Economists at the Federal Reserve are constantly investigating diverse aspects of our economy. One of their recent results reveals interesting aspects of the impact of education on wealth disparity. Much is currently being made of the increasing inequality in wealth between the top and bottom segments of our population. In fact this is the defining issue on the Democratic side of our presidential contest. But remedies, assuming they are appropriate, need to be based on facts rather than ideology or surmise. Look at this comparison of how education affects the accumulation of wealth by different segments of our population. But keep in mind that for Asians and Hispanics, these data don’t discriminate between recent immigrants and those whose family heritage is now mostly native American.


The broad picture is unsurprising, but if you look below the surface it tells us quite a lot. The quality and availability of education varies significantly between the affluent and the poor. Whites and Asians preponderate in the former, while Hispanics and Blacks constitute most of the latter. But even when higher education is achieved, the poor don’t appear to benefit as much as the affluent. Education helps but it isn’t a cure-all. In fact, for Blacks in particular, it has at best marginal impacts. On average, Blacks with a college degree have lesser prospects than Whites with only a high school education. While not ignoring this useful aspect of life, we must look elsewhere to achieve major changes.

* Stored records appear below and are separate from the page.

PR #810, opened 2026-02-09
feat: Extend python debugging monitor functionality (keyword filter / suppress)

jpirnay:
## Summary

* I needed the ability to filter and or suppress debug messages containig certain keywords (eg [GFX] for render related stuff)
* Update of debugging_monitor.py script for development work

## Additional Context
```
usage: debugging_monitor.py [-h] [--baud BAUD] [--filter FILTER] [--suppress SUPPRESS] [port]

ESP32 Monitor with Graph

positional arguments:
  port                 Serial port

options:
  -h, --help           show this help message and exit
  --baud BAUD          Baud rate
  --filter FILTER      Only display lines containing this keyword (case-insensitive)
  --suppress SUPPRESS  Suppress lines containing this keyword (case-insensitive)
```
* plus a couple of platform specific defaults (port, pip style)
---

### AI Usage

### DIFF
--- a/scripts/debugging_monitor.py
+++ b/scripts/debugging_monitor.py
@@ -1,3 +1,12 @@
+#!/usr/bin/env python3
+"""
+ESP32 Serial Monitor with Memory Graph
+
+This script provides a real-time serial monitor for ESP32 devices with
+integrated memory usage graphing capabilities. It reads serial output,
+parses memory information, and displays it in both console and graphical form.
+"""
+
 import sys
 import argparse
 import re
@@ -6,7 +15,7 @@ from datetime import datetime
 from collections import deque
 
 # Try to import potentially missing packages
-PACKAGE_MAPPING = {
+PACKAGE_MAPPING: dict[str, str] = {
     "serial": "pyserial",
     "colorama": "colorama",
     "matplotlib": "matplotlib",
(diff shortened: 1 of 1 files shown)


scripts/debugging_monitor.py
jonasdiemer, line 10: I think we should add something like this to the beginning of the file so it can be executed directly.
#!/usr/bin/env python3

scripts/debugging_monitor.py
```diff
@@ -160,55 +226,81 @@ def update_graph(frame):
...
     plt.tight_layout()
 
+
 def main():
     parser = argparse.ArgumentParser(description="ESP32 Monitor with Graph")
-    parser.add_argument("port", nargs="?", default="/dev/ttyACM0", help="Serial port")
+    if sys.platform.startswith("win"):
+        default_port = "COM8"
+    elif sys.platform.startswith("darwin"):
+        default_port = "/dev/tty.usbmodem14101"
```
jonasdiemer: On my machine (M1 MacBook Air), this one is the default:
/dev/cu.usbmodem101

Not sure this can be consistent...

jpirnay: For sure not - but being the egoistic pig I am I used my default for my windows machine and left the one for linux unchanged. Happy to extend that to a sensible darwin default

jonasdiemer: Looked into it, the number is dependent on USB topology, so we can't provide a default that works across different machines. Best default would be to see if there is only one tty.usbmodem* and use that (and stop if there are multiple). But that could be a separate PR IMO.

jonasdiemer: See #816

PR #779, opened 2026-02-08
perf: Improve large CSS files handling

jdk2pq:
## Summary

Closes #766. Thank you for the help @bramschulting!

**What is the goal of this PR?** 
- First and foremost, fix issue #766.
- Through working on that, I realized the current CSS parsing/loading code can be improved dramatically for large files and still had additional performance improvements to be made, even with EPUBs with small CSS.

**What changes are included?**
- Stream CSS parsing and reuse normalization buffers to cut allocations
- Add rule limits and selector validation to release rules and free up memory when needed
- Skip CSS parsing/loading entirely when "Book's Embedded Style" is off

## Additional Context

- My test EPUB has been updated [here](https://github.com/jdk2pq/css-test-epub) to include a very large CSS file to test this out

---

### AI Usage

While CrossPoint doesn't have restrictions on AI tools in contributing, please be transparent about their usage as it 
helps set the right context for reviewers.

Did you use AI tools to help write this code? _**YES**_, Codex

PR #815, opened 2026-02-10
fix: Fix heap fragmentation causing XTC page buffer allocation failure

rojohyd:
## Summary

Fixes XTC ebook page rendering failures on boot by pre-allocating the page buffer when heap fragmentation is minimal.

- Pre-allocate ~96KB page buffer in XtcReaderActivity::onEnter()
- Reuse buffer across renders instead of per-render [malloc()](vscode-file://vscode-app/Applications/Visual%20Studio%20Code.app/Contents/Resources/app/out/vs/code/electron-browser/workbench/workbench.html)
- Fall back to dynamic allocation if pre-allocation fails
- Proper cleanup in onExit() to prevent leaks

## Additional Context

- **Root Cause Discovery**: Post-boot heap fragmentation was identified only after adding `--without-restart` flag to the debug monitor, which allowed capture of boot-time logs without device reset. Analysis revealed 178KB free memory split into fragments too small for 96KB allocation.
- **Solution**: Reserve buffer early when heap is contiguous, reuse for all renders
- **Impact**: Eliminates allocation failures; slight memory overhead (~96KB)
- **Backward Compatible**: Full fallback to `malloc()` if needed; no API changes
- **Testing**: Focus on boot rendering, activity re-entry, and fallback scenarios

---

### AI Usage

### DIFF
--- a/src/activities/reader/XtcReaderActivity.cpp
+++ b/src/activities/reader/XtcReaderActivity.cpp
@@ -10,6 +10,7 @@
 #include <FsHelpers.h>
 #include <GfxRenderer.h>
 #include <HalStorage.h>
+#include <esp_heap_caps.h>
 
 #include "CrossPointSettings.h"
 #include "CrossPointState.h"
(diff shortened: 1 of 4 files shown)


src/activities/reader/XtcReaderActivity.cpp
```diff
@@ -203,21 +242,36 @@ void XtcReaderActivity::renderPage() {
...
+  bool pageBufferIsPrealloc = false;
+  if (preallocPageBuffer && pageBufferSize <= preallocPageBufferSize) {
+    // Reuse the reserved buffer when the requested page fits within it.
+    // This avoids repeated large `malloc`/`free` operations during rendering.
+    pageBuffer = preallocPageBuffer;
+    pageBufferIsPrealloc = true;
+  } else {
+    // Allocate page buffer
+    pageBuffer = static_cast<uint8_t*>(malloc(pageBufferSize));
+    if (!pageBuffer) {
```
ngxson, line 256: I think an `std::vector<uint8_t>` is a better container here, rather than `malloc` manually

The vector already handle `size()` and `resize()` under the hood, and RAII automatically free the vector once the owner is destroyed.

ngxson: Btw we recently have quite some troubles with memory management recently (ref https://github.com/crosspoint-reader/crosspoint-reader/pull/779), I think at some points we should investigate if stack-allocated vector and string implementation, like chromium's [stack_container.h](https://chromium.googlesource.com/chromium/chromium/+/master/base/stack_container.h), can be beneficial or not. CC @crosspoint-reader/firmware-maintainers if someone interested

icannotttt:
I have also tried doing it this way. Although I haven't tested your PR yet, I would like to ask if it might lead to increased memory usage, and whether the EPUB functionality would be affected.

itsthisjustin:
I believe this issue has been solved in other ways at this point. I'm going to close for now in an effort to clean up our PRs but feel free to comment back if this is something we need to bring back

PR #816, opened 2026-02-10
feat: Add auto-detection of usb device to monitor

jonasdiemer:
## Summary

usb device on MacOS depends on USB topology, so adding an auto-detect that picks the one tty.usbmodem* if there's only one.

---

### AI Usage

Did you use AI tools to help write this code? yes

### DIFF
--- a/scripts/debugging_monitor.py
+++ b/scripts/debugging_monitor.py
@@ -184,11 +184,17 @@ def update_graph(frame):
     plt.tight_layout()
 
 def detect_serial_port():
-    """Auto-detect the serial port based on the platform."""
-    if platform.system() == "Darwin":
+    """Auto-detect the serial port on Linux and macOS."""
+    system = platform.system()
+    if system == "Darwin":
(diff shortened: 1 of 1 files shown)


jpirnay:
This will fail on Windows machines. pyserial.tools.list_ports would be one os-independent way, but from personal experience it will fail to reliably detect *all* com-ports

jonasdiemer:
> This will fail on Windows machines. pyserial.tools.list_ports would be one os-independent way, but from personal experience it will fail to reliably detect _all_ com-ports

Thanks for the feedback - added a check to apply this only on MacOS (tested) and Linux (guessing it works, too).

jpirnay:
While extending the debug utility with other features (PR #820), I copied and extended your auto-dection logic, so that it now covers all 3 main platforms

daveallie:
To confirm, this is now obsolete and can be closed?

jonasdiemer:
Looks like it.

Issue #579, opened 2026-01-27
Unable to Exit when Connected to File Transfer


getthething:
### Affected Version

0.16.0

### Describe the Bug

During a file transfer (which works successfully) the "Exit" button doesn't respond on the X4. I have to sleep the device to get it to disconnect and return to the home screen. 

### Steps to Reproduce

1. Initiate files transfer (I use join hotspot but I haven't tested the other methods)
2. Attempt to exit on the X4 using the exit button.

### Expected Behavior

Exit the file transfer view and return to the previous menu or home screen.

### Relevant Log Output/Screenshots

```shell

```

rolfsky1:
I noticed this a while back -- then just recently I realized you need to *hold* the back button (__long press__) to exit the file transfer screen.

getthething:
> I noticed this a while back -- then just recently I realized you need to _hold_ the back button (**long press**) to exit the file transfer screen.

I tried this as well. I'll try it again but it didn't work the first time.

lukestein:
I run into this too… one of the few real bugs I'm currently aware of.

Long-press "exit" often works when click doesn't.

@crosspoint-reader/firmware-maintainers, any idea whom we can assign this to?

gokulp01:
@lukestein happy to work on the issue

daveallie:
The root cause here is that gpio updates are not happening every 10ms when in the file transfer activity but instead every ~100ms so quickly tapping the button gets missed by the code. There's an assumption that the gpio will get refetched as part of the interations loop in CrossPointWebServerActivity:

https://github.com/crosspoint-reader/crosspoint-reader/blob/bf87a7dc600b94b39dc2c11e47dfcd7267c3df95/src/activities/network/CrossPointWebServerActivity.cpp#L351-L355

Going to drop this loop down to 64 iterations to return back to the main loop and ensure that gpio updates happen. This should make the button much more responsive but not impact uploads (will test in PR).

gokulp01:
Thanks! I've been trying to figure out why this is happening for a while now. This makes sense!

PR #819, opened 2026-02-10
fix: Manually trigger GPIO update in File Browser mode

daveallie:
## Summary

* Manually trigger GPIO update in File Browser mode
  * Previously just assumed that the GPIO data would update automatically (presumably via yield), the data is currently updated in the main loop (and now here as well during the middle of the processing loop).
  * This allows the back button to be correctly detected instead of only being checked once every 100ms or so for the button state.

## Additional Context

* Fixes https://github.com/crosspoint-reader/crosspoint-reader/issues/579

---

### AI Usage

## Summary by CodeRabbit

* **Bug Fixes**
  * Enhanced input state detection in the web server interface for more responsive and accurate user command recognition during high-frequency operations.

### DIFF
--- a/src/activities/network/CrossPointWebServerActivity.cpp
+++ b/src/activities/network/CrossPointWebServerActivity.cpp
@@ -348,7 +348,7 @@ void CrossPointWebServerActivity::loop() {
         // Yield and check for exit button every 64 iterations
         if ((i & 0x3F) == 0x3F) {
           yield();
-          // Force trigger an update of which buttons are being pressed so be have accurate stat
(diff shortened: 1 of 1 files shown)


daveallie:
@coderabbitai review

lukestein:
Testing on device and quick clicks of the "Exit" button seem more reliably detected in both "Network Transfer" and "Hotspot Mode" screens.

I noticed that one time, clicking exit in the hotspot mode caused the device to reboot rather than just return home, but I can't reproduce that.

PR #820, opened 2026-02-10
feat: Allow screenshot retrieval from device

jpirnay:
## Summary

* Add a small loop in main to be able to receive external commands, currently being sent via the debugging_monitor
* Implemented command: cmd:SCREENSHOT sends the currently displayed screen to the monitor, which will then store it to screenshot.bmp

## Additional Context

I was getting annoyed with taking tilted/unsharp photos of the device screen, so I added the ability to press Enter during the monitor execution and type SCREENSHOT to send a command. Could be extended in the future
[screenshot.bmp](https://github.com/user-attachments/files/25213230/screenshot.bmp)

---

### AI Usage

### DIFF
--- a/scripts/debugging_monitor.py
+++ b/scripts/debugging_monitor.py
@@ -363,12 +363,20 @@ def get_auto_detected_port() -> list[str]:
     elif system == "Windows":
         from serial.tools import list_ports
 
+        # Be careful with this pattern list - it should be specific
+        # enough to avoid picking up unrelated devices, but broad enough
+        # to catch all common USB-serial adapters used with ESP32
+        # Caveat: localized versions of Windows may have different descriptions,
+        # so we also check for specific VID:PID (but that may not cover all clones)
         pattern_list = ["CP210x", "CH340", "USB Serial"]
         found_ports = list_ports.comports()
         port_list = [
             port.device
             for port in found_ports
             if any(pat in port.description for pat in pattern_list)
+            or port.hwid.startswith(
+                "USB VID:PID=303A:1001"
+            )  # Add specific VID:PID for XTEINK X4
         ]
 
     return port_list


ngxson:
May worth mentioning that I'm working on mostly the same feature on https://github.com/crosspoint-reader/crosspoint-reader/pull/715 , except that it allows much more than only screenshot (for example, also allow using a host directory as fake SD card)

In the long term, I also want to allow controlling buttons from host PC, so may you reconsider if this PR is still necessary?

jpirnay:
> May worth mentioning that I'm working on mostly the same feature on #715 , except that it allows much more than only screenshot (for example, also allow using a host directory as fake SD card)
> 
> In the long term, I also want to allow controlling buttons from host PC, so may you reconsider if this PR is still necessary?

I wasn't aware of your work - looking great - definitely way more advanced than anything in this simple monitor 🥇 
I do believe both solutions have their merit - I am used to taking my (work) laptop with me all the time (which I may use according to company directives for smaller non-work-related tasks outside office hours) - and here a full Docker setup would not be possible.

ngxson:
Sounds ok then, I think the debugging system is quite still in early stage and some duplicated functionalities can be acceptable.

Just a small clarification though: my PR doesn't need docker to work, has minimal python dependency because the GUI is just a web page. The docker version is only required on the QEMU branch, which is currently discontinued.

src/main.cpp
```diff
@@ -369,6 +369,21 @@ void loop() {
...
+    String line = Serial.readStringUntil('\n');
+    if (line.startsWith("CMD:")) {
+      String cmd = line.substring(4);
+      cmd.trim();
+      if (cmd == "SCREENSHOT") {
+        Serial.printf("SCREENSHOT_START:%d\n", HalDisplay::BUFFER_SIZE);
+        uint8_t* buf = display.getFrameBuffer();
+        Serial.write(buf, HalDisplay::BUFFER_SIZE);
+        Serial.printf("SCREENSHOT_END\n");
+      }
```
ngxson, line 383: Just a small note that the scheduler can always interrupt any this task between 2 Serial operations, this can lead to something like:

```
SCREENSHOT_START:123
(some other tasks printing stuff)
(then, screen data)
SCREENSHOT_END
```

This is a real problem I mentioned in [my other PR](https://github.com/crosspoint-reader/crosspoint-reader/pull/715), and I resolved it by simply give the current task highest priority. But probably it's not very necessary here, as the screenshot is always be taken on command, not automatically.

In the future, I think it will be cleaner to delegate any host-device communication to a dedicated class. At least on my PR, I added `EmulationUtils.cpp` for this purpose.

Issue #812, opened 2026-02-09
ePub causes crash in v1


reukiodo:
### Affected Version

v1.0.0

### Describe the Bug

When opening a specific epub, it causes CrossPoint v1.0.0 to crash.

This is a regression from v0.16.0 where the epub opened correctly.

### Steps to Reproduce

1. install CrossPoint v0.16.0 (and reboot)
2. copy Mass Effect Complete.epub to uSD card
3. open book
4. install CrossPoint v1.0.0 (and reboot)

### Expected Behavior

CrossPoint v1.0.0 should open all the epubs previous version was able to.

### Relevant Log Output/Screenshots

```shell
I still can't figure out how to collect logs from the X4.
```

Robin-Law:
Same issue with "The Lamb Will Slaughter the Lion" by Margaret Killjoy.

I'm attaching a crash log and the css file that it was reading when it crashed.

[crosspoint-crash-log.txt](https://github.com/user-attachments/files/25194191/crosspoint-crash-log.txt)
[epub.css](https://github.com/user-attachments/files/25194190/epub.css)

Tried a couple of solutions:
* Turning "Book's Embedded Style" off does not change anything; it still attempts to parse the css file withe same crash log.
* Removing the comment at the top of the css file did not make a difference, same crash log.

Robin-Law:
I tried removing all comments from the epub.css and that DID work. So I think the issue is one of two things: 

- Comment parsing in general is broken. This seems unlikely to me, but possible. This CSS has a mix large block comments and comments at the end of lines.
- Parsing of empty rule blocks is broken. This file contains these rules:

```css
*[class^="TOCPartNumber"],
*[class^="TOCFrontmatterHead"],
*[class^="TOCBackmatterHead"],
*[class^="PartNumber"],
*[class^="VolumeNumber"],
*[class^="CollectionBookNumber"] {
  /*background: #999;*/
  }
*[class^="TOCChapterNumber"],
*[class^="ChapNumber"],
*[class^="TableNumber"],
*[class^="ChartNumber"],
*[class^="FigureNumber"] {
  /*background: #eee;*/
/*  margin-top: 3em; */
  }
```

... which are empty except for the commented lines. This seems even more suspicious to me.

jonasdiemer:
Thanks for the bug report. I can reproduce, so will look into fixing.

jonasdiemer:
[...]

PR #821, opened 2026-02-10
fix: Refactor CSS parser to not read whole file.

jonasdiemer:
## Summary

Large CSS files cause OOM error, see #812. This PR refactors the CSS parser to avoid this.

@jdk2pq AFAICS, the original CSS parsing came from you, I would appreciate your review (the refactor is done by Claude Code).

---

### AI Usage

### DIFF
--- a/lib/Epub/Epub/css/CssParser.cpp
+++ b/lib/Epub/Epub/css/CssParser.cpp
@@ -7,7 +7,7 @@
 
 namespace {
 
-// Buffer size for reading CSS files in chunks
+// Buffer size for reading CSS files
 constexpr size_t READ_BUFFER_SIZE = 512;
 
 // Maximum CSS file size we'll process (prevent memory issues)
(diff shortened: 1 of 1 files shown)


jonasdiemer:
Pushed a more simplified fix that only moves the stripping of comments into `readFileContent` without touching the parser. Done mainly for simplicity - making the parser "chunked" would actually enable us to load even larger CSS files (64KB is the current limit AFAICS).

@jdk2pq, looking forward to your thoughts.

jdk2pq:
I'll plan to review this tonight! (US Eastern time)

jonasdiemer:
Just found #779 also fixes the issue - will review that one (it's probably the proper solution).

jonasdiemer:
#779 implements chunk-based parsing of CSS and efficient filtering of comments - it's the better solution (after some fixes commented there).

Notice the small dispersion of the results for Whites, as represented by the narrow confidence bands. For them, the level of education is almost a perfect indicator of their prospects for prosperity. This explains why intellectual leaders, almost wholly White, grasp for this method of equalizing wealth for everyone. The results for Asians vary widely at any level of educational attainment. I think this derives from the diversity of our Asian-American population. Quite likely, those of Chinese and Japanese ancestry fare better than some from other East Asian regions because of differences in family resources. The odd reduction in prospects for those who only attain an Associate degree is a bit of a puzzle, although I could hypothesize an explanation based on resource limitations preventing further education and variations in innate individual capabilities.

Once the kick-start of education is passed, differences in life and work experience continue to affect wealth prospects. Getting off to a good start is important, but as with education apparently other factors are crucial. Look at this examination of the effects of age and experience on attaining the same marker for prosperity.

IMG_0425Once again, Whites and Asians are better situated to exploit their initial advantages. For many Asian-Americans this effect is even more significant. But for Hispanics and Blacks, their prospects not only don’t increase but appear to erode as they grow older. Those advantages some initially derived from higher education disappear as opportunities are blocked and/or hopes wane. Of course, another factor is that improvements in the prospects for the poor in recent decades haven’t helped our current older population. Thus, perhaps this disappointing trend will diminish in the future.